Most EDA tools answer "what does my data look like?" LeakLens answers a different question: "is my train/test split even valid?"

Think Ruff or ESLint — but for the structural mistakes that quietly invalidate an ML experiment instead of the ones that break your code.

pip install leaklens

PyPI version Python License: MIT


LeakLens Dashboard

LeakLens Banner

LeakLens Clean

Why

The most common way an ML project fails isn't a bad model — it's a corrupted experiment. Target leakage, contaminated splits, drifted test sets, and preprocessing fit before the split all produce results that look great in your notebook and fall apart in production.

LeakLens catches exactly these failure modes — deterministically, with no invented scores or black-box metrics. Every finding maps to a specific, reproducible calculation you can explain in an interview or a code review.


Quick start

from leaklens import LeakLens

report = LeakLens(train_df, test_df, target="price").run()

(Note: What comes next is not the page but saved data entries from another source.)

PR #412, opened 2021-07-14
feat: use DML batches in `executemany()` method

IlyaFaer:


google/cloud/spanner_dbapi/cursor.py
```diff
@@ -258,9 +259,21 @@ def executemany(self, operation, seq_of_params):
 
         many_result_set = StreamedManyResultSets()
 
-        for params in seq_of_params:
-            self.execute(operation, params)
-            many_result_set.add_iter(self._itr)
+        if classification == parse_utils.STMT_INSERT:
```
olavloite, line 262: If I understand this correctly, this method will now use mutations for all insert statements, and DML for all other update statements (`UPDATE`, `DELETE`). I think we should try to make this in a slightly different way, so users can have some more control over it, and it can be used for update and delete as well. I would suggest:
1. Use mutations by default when the connection is in auto-commit mode. Reason: Mutations do not support read-your-writes, but that is not possible in auto-commit mode anyways.
2. Use DML by default when the connection is in transactional mode (for the same reason as above).
3. Let the user configure whether a specific transaction should use DML or mutations. This could be through a custom method or a custom SQL statement. As far as I know, dbapi does not have a standard method for setting the isolation level for transactions. That is the method that we [used for ActiveRecord](https://github.com/googleapis/ruby-spanner-activerecord/blob/b083a8750babc2653fd4dc3b2ffa7ced47bf41c6/examples/snippets/mutations/application.rb#L19).
4. Also let the user turn off the use of mutations in auto-commit mode. Dbapi only accepts SQL strings as input, and this implementation tries to 'parse' the SQL string and convert it to a mutation in a relatively simple way. If the SQL string contains special characters, comments, etc. this parsing would currently fail.

google/cloud/spanner_dbapi/cursor.py
```diff
@@ -258,9 +259,21 @@ def executemany(self, operation, seq_of_params):
...
+            match = RE_INSERT.search(operation)
+
+            table_name = match["table_name"].strip("`")
+
+            transaction = self.connection.transaction_checkout()
+            transaction.insert(
+                table=table_name,
+                columns=[col.strip('" ') for col in match["columns"].split(",")],
```
olavloite, line 270: This could fail if the SQL string contains comments that include a " or other special characters. Also, if the SQL string contains string literals with quotes or other special characters, this will also fail. So I think this should be considered a 'best-effort' that works with simple SQL strings that are generated by frameworks like SQLAlchemy, but it should not be something that all users **must** use for everything.

IlyaFaer: Yeah, there was a couple of edge cases, I've added some changes today and a test to check that column are designated correctly.

google/cloud/spanner_dbapi/connection.py
```diff
@@ -63,6 +63,7 @@ def __init__(self, instance, database):
 
         self.is_closed = False
         self._autocommit = False
+        self._use_mutations = False
```
olavloite, line 66: I think it would be better to allow three different values (so using something like an enum instead of boolean):
- Never
- OnlyForAutocommit (Default)
- Always

The user should have the option of turning the feature completely off, also when in autocommit, as we are trying to parse the SQL statements in `execute_many`. As that parsing is a best-effort feature, there will be cases when the parsing does not work as intended, and the user should have the option of turning the usage of mutations off.

google/cloud/spanner_dbapi/cursor.py
```diff
@@ -258,9 +259,30 @@ def executemany(self, operation, seq_of_params):
 
         many_result_set = StreamedManyResultSets()
 
-        for params in seq_of_params:
-            self.execute(operation, params)
-            many_result_set.add_iter(self._itr)
+        if self.connection.autocommit or self.connection.use_mutations:
+            if classification == parse_utils.STMT_INSERT:
```
olavloite, line 263: I'm not sure whether this is still work in progress, but to be sure: This `if` statement has no `else`, which means that if a user executes an update or delete statement, nothing will be executed (in autocommit or use_mutations mode).

google/cloud/spanner_dbapi/cursor.py
```diff
@@ -258,9 +258,26 @@ def executemany(self, operation, seq_of_params):
...
+                sql, params = parse_utils.sql_pyformat_args_to_spanner(
+                    operation, params
+                )
+                statements.append((sql, params, get_param_types(params)))
+
+            transaction = self.connection.transaction_checkout()
+            _, res = transaction.batch_update(statements)
+
+            if self.connection.autocommit:
+                transaction.commit()
```
skuruppu, line 274: Is there a test to verify that `commit()` is called in this case?

tests/unit/spanner_dbapi/test_cursor.py
```diff
@@ -337,6 +337,42 @@ def test_executemany(self):
...
+                (
+                    """INSERT INTO table (col1, "col2", `col3`, `"col4"`) VALUES (@a0, @a1, @a2, @a3)""",
+                    {"a0": 1, "a1": 2, "a2": 3, "a3": 4},
+                    {"a0": INT64, "a1": INT64, "a2": INT64, "a3": INT64},
+                ),
+                (
+                    """INSERT INTO table (col1, "col2", `col3`, `"col4"`) VALUES (@a0, @a1, @a2, @a3)""",
+                    {"a0": 5, "a1": 6, "a2": 7, "a3": 8},
+                    {"a0": INT64, "a1": INT64, "a2": INT64, "a3": INT64},
+                ),
```
skuruppu, line 372: I would add tests for delete and update as well to verify that they're batched as expected all part of the batch. Also that non-DML statements are not batched.

google/cloud/spanner_dbapi/cursor.py
```diff
@@ -258,9 +258,26 @@ def executemany(self, operation, seq_of_params):
...
+            statements = []
+
+            for params in seq_of_params:
+                sql, params = parse_utils.sql_pyformat_args_to_spanner(
+                    operation, params
+                )
+                statements.append((sql, params, get_param_types(params)))
+
+            transaction = self.connection.transaction_checkout()
+            _, res = transaction.batch_update(statements)
```
olavloite, line 271: The usage of `batch_update` is a little bit tricky, and you need to check the status code here. The semantics are as follows:
1. It could be that the `batch_update` function fails with an error. That will be handled like any other error, so there is no special action required for that.
2. It could also be that one of the statements in the list of statements returns an error. If for example your list of statements has 4 statements. If statement number 3 fails, the return value of `batch_update` will be the status code of the error + the update count of the first 2 statements that did succeed (so the length of the second return value should be 2). The 4th statement will not be executed.
3. The error code that is returned as the first return value of this function can also be `Aborted`. Using the same example as above: This means that the first 2 statements executed successfully, but that during the execution of the third statement the transaction was aborted by Cloud Spanner. This should be handled as if the entire statement aborted the transaction (so it should cause a retry of the transaction).

The DbApi specification states for the `executemany` function that the `Return values are not defined.`, so we are free to choose what to return in case an error code is returned by Spanner. The best might be to return the same as Cloud Spanner, which means both the error code and the update counts, except when the error code is `Aborted`. If the error code is `Aborted`, then it's (in my opinion) better to throw an `AbortedError`, as there is nothing more that a user can do with the transaction anyways, and the entire transaction has already been rolled back.

google/cloud/spanner_dbapi/cursor.py
```diff
@@ -258,9 +258,26 @@ def executemany(self, operation, seq_of_params):
 
         many_result_set = StreamedManyResultSets()
 
-        for params in seq_of_params:
-            self.execute(operation, params)
-            many_result_set.add_iter(self._itr)
+        if classification in (parse_utils.STMT_INSERT, parse_utils.STMT_UPDATING):
```
olavloite, line 261: I think we should skip the parsing here and assume that the method is only called with DML statements. The DbApi specification states that implementations are free to accept or refuse statements that would return result sets. Cloud Spanner will refuse queries in the `ExecuteBatchDml` RPC, so we can leave that check to the backend. That means that this implementation will only support DML in `executemany`, but that is not an unreasonable limitation.

google/cloud/spanner_dbapi/cursor.py
IlyaFaer: The thing is that we don't ever return anything from `execute()` and `executemany()` methods. If one wants to get rows, they should use `fetch*()` methods after `executemany()` method finished. In our case it also will be possible as we're adding DML batch result into cursor results object.

google/cloud/spanner_dbapi/connection.py
```diff
@@ -201,17 +201,14 @@ def transaction_checkout(self):
...
-        if not self.autocommit:
-            if not self.inside_transaction:
-                self._transaction = self._session_checkout().transaction()
-                self._transaction.begin()
+        if not self.inside_transaction:
+            self._transaction = self._session_checkout().transaction()
+            self._transaction.begin()
 
-            return self._transaction
+        return self._transaction
```
IlyaFaer, line 211: As we're going to use transactions for batches in `autocommit` mode, this method now should also work in `autocommit` mode.

google/cloud/spanner_dbapi/cursor.py
```diff
@@ -258,9 +260,56 @@ def executemany(self, operation, seq_of_params):
...
+                )
+                statements.append((sql, params, get_param_types(params)))
+
+            if self.connection.autocommit:
+                transaction = self.connection.transaction_checkout()
+                status, res = transaction.batch_update(statements)
+                many_result_set.add_iter(res)
+
+                if status.code != OK:
+                    self.connection._transaction = None
```
olavloite, line 278: You should explicitly rollback the transaction here. The transaction will be aborted by Cloud Spanner after 10 seconds if you just keep it open here, but that would mean that it will unnecessarily hold on to locks for 10 seconds.

(This comment is void if we use `run_in_transaction`, as that will handle the transaction for you.)

google/cloud/spanner_dbapi/cursor.py
```diff
@@ -258,9 +260,56 @@ def executemany(self, operation, seq_of_params):
...
+
+                        res_checksum = ResultsChecksum()
+                        if not retried:
+                            self.connection._statements.append(
+                                (statements, res_checksum)
+                            )
+
+                        status, res = transaction.batch_update(statements)
+                        many_result_set.add_iter(res)
+                        res_checksum.consume_result(res)
```
olavloite, line 296: The status should be added to the checksum as well. Consider the following situation:
1. During the initial attempt batch_update returns [1, 1, 1], Status.INVALID_ARGUMENT
2. During a retry attempt batch_update returns [1, 1, 1], Status.ALREADY_EXISTS

These two results should not be considered equal and the retry should be aborted.

google/cloud/spanner_dbapi/cursor.py
```diff
@@ -258,9 +260,56 @@ def executemany(self, operation, seq_of_params):
...
+
+                        if status.code == ABORTED:
+                            self.connection._transaction = None
+                            raise Aborted(status.details)
+                        elif status.code != OK:
+                            self.connection._transaction = None
```
olavloite, line 302: The transaction should not be invalidated here. If the status for example is `ALREADY_EXISTS`, the client application should be allowed to execute a new insert statement with a different key. Also, any other error code (other than `ABORTED`) is something that the client application should be allowed to inspect and possibly recover from. If it does not want to recover from it, then the client application should rollback the transaction.

google/cloud/spanner_dbapi/cursor.py
```diff
@@ -258,9 +260,56 @@ def executemany(self, operation, seq_of_params):
...
+            statements = []
+
+            for params in seq_of_params:
+                sql, params = parse_utils.sql_pyformat_args_to_spanner(
+                    operation, params
+                )
+                statements.append((sql, params, get_param_types(params)))
+
+            if self.connection.autocommit:
+                transaction = self.connection.transaction_checkout()
```
olavloite, line 273: I think it would be better to handle this in the same way as that we are handling single statements in autocommit, which means just using the `run_in_transaction` function in the client library: https://github.com/googleapis/python-spanner/blob/62b937d6889fc56a64e5073985bab8ccd5d8c24d/google/cloud/spanner_dbapi/cursor.py#L232

tests/unit/spanner_dbapi/test_connection.py
```diff
@@ -157,9 +157,6 @@ def test_transaction_checkout(self):
         mock_transaction.committed = mock_transaction.rolled_back = False
         self.assertEqual(connection.transaction_checkout(), mock_transaction)
 
-        connection._autocommit = True
```
olavloite, line 160: If you use `run_in_transaction` for batch updates in autocommit mode, then you don't have to change this behavior.

google/cloud/spanner_dbapi/cursor.py
IlyaFaer: Done

google/cloud/spanner_dbapi/cursor.py
IlyaFaer: Hm-m, yeah, it makes sense. Done

google/cloud/spanner_dbapi/cursor.py
IlyaFaer: Agreed, done

google/cloud/spanner_dbapi/cursor.py
IlyaFaer: I had a thought about it, but it will not give anything, you know, significant, while testing will become more complex (because transactions will be initiated deeper in the API). Also it'll be little bit harder to get part of the result in case of an error failed during the batch execution.

So, it looks like a change to the same.

olavloite: I don't agree that it is the same. If you use `run_in_transaction`, aborted transactions will automatically be retried by the client library. In this implementation any aborted transaction will be propagated as an error to the client application. That means that if you use `execute` in autocommit mode, statements will automatically be retried if the underlying transaction is aborted, while if you use `execute_many` in autocommit mode, the aborted error will be propagated to the client application. I don't think that is a very good API.
The other option would be to use the checksum retry logic for autocommit as well, but that seems like over-complicating things to me.

tests/unit/spanner_dbapi/test_cursor.py
IlyaFaer: Done

google/cloud/spanner_dbapi/connection.py
```diff
@@ -175,43 +178,58 @@ def _rerun_previous_statements(self):
...
+                statements, checksum = statement
+
+                transaction = self.transaction_checkout()
+                status, res = transaction.batch_update(statements)
+
+                if status.code == ABORTED:
+                    self.connection._transaction = None
+                    raise Aborted(status.details)
+                elif status.code != OK:
+                    raise OperationalError(status.details)
```
olavloite, line 191: This should not be propagated to the client application. The status code should be included in the checksum check, and if the statement returned the same status code as the during the initial attempt, then everything is fine.

google/cloud/spanner_dbapi/connection.py
```diff
@@ -175,43 +177,56 @@ def _rerun_previous_statements(self):
...
-            if statement != self._statements[-1]:
-                for res in res_iter:
-                    retried_checksum.consume_result(res)
-
-                _compare_checksums(statement.checksum, retried_checksum)
-            # executing the failed statement
+            if isinstance(statement, list):
+                statements, checksum = statement
+
+                transaction = self.transaction_checkout()
```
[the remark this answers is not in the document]
IlyaFaer: The `transaction_checkout()` method uses `_session_checkout()` method to get session:
https://github.com/googleapis/python-spanner/blob/916ec7ac91945b50cc3dcb12792f3912cce07482/google/cloud/spanner_dbapi/connection.py#L226

And `_session_checkout()` method checks if a session object is already obtained by the connection. If not, it'll be taken from the pool, otherwise the previously taken session will be used:
https://github.com/googleapis/python-spanner/blob/916ec7ac91945b50cc3dcb12792f3912cce07482/google/cloud/spanner_dbapi/connection.py#L136

So, it looks like it should work fine. I'll take a closer look at the tests, probably it already checked somewhere - if not, I think we can add a check.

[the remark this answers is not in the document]
olavloite: You're right, the `_session_checkout()` function seems to handle that correctly.

olavloite (approved):

larkee (commented):
LGTM, but would you mind updating the DML in the `test_execute_many` [system test](https://github.com/googleapis/python-spanner/blob/master/tests/system/test_system_dbapi.py#L346-L353) so that we are testing this feature against the emulator and production?

larkee (approved):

report.summary()             # plain-text console output
report.to_html("report.html")  # full interactive dashboard
report.to_json()             # structured output for CI pipelines
report.issues                # raw List[Issue] for custom handling

Works with a single dataframe too — train/test comparison checks are skipped automatically:

report = LeakLens(df, target="churned").run()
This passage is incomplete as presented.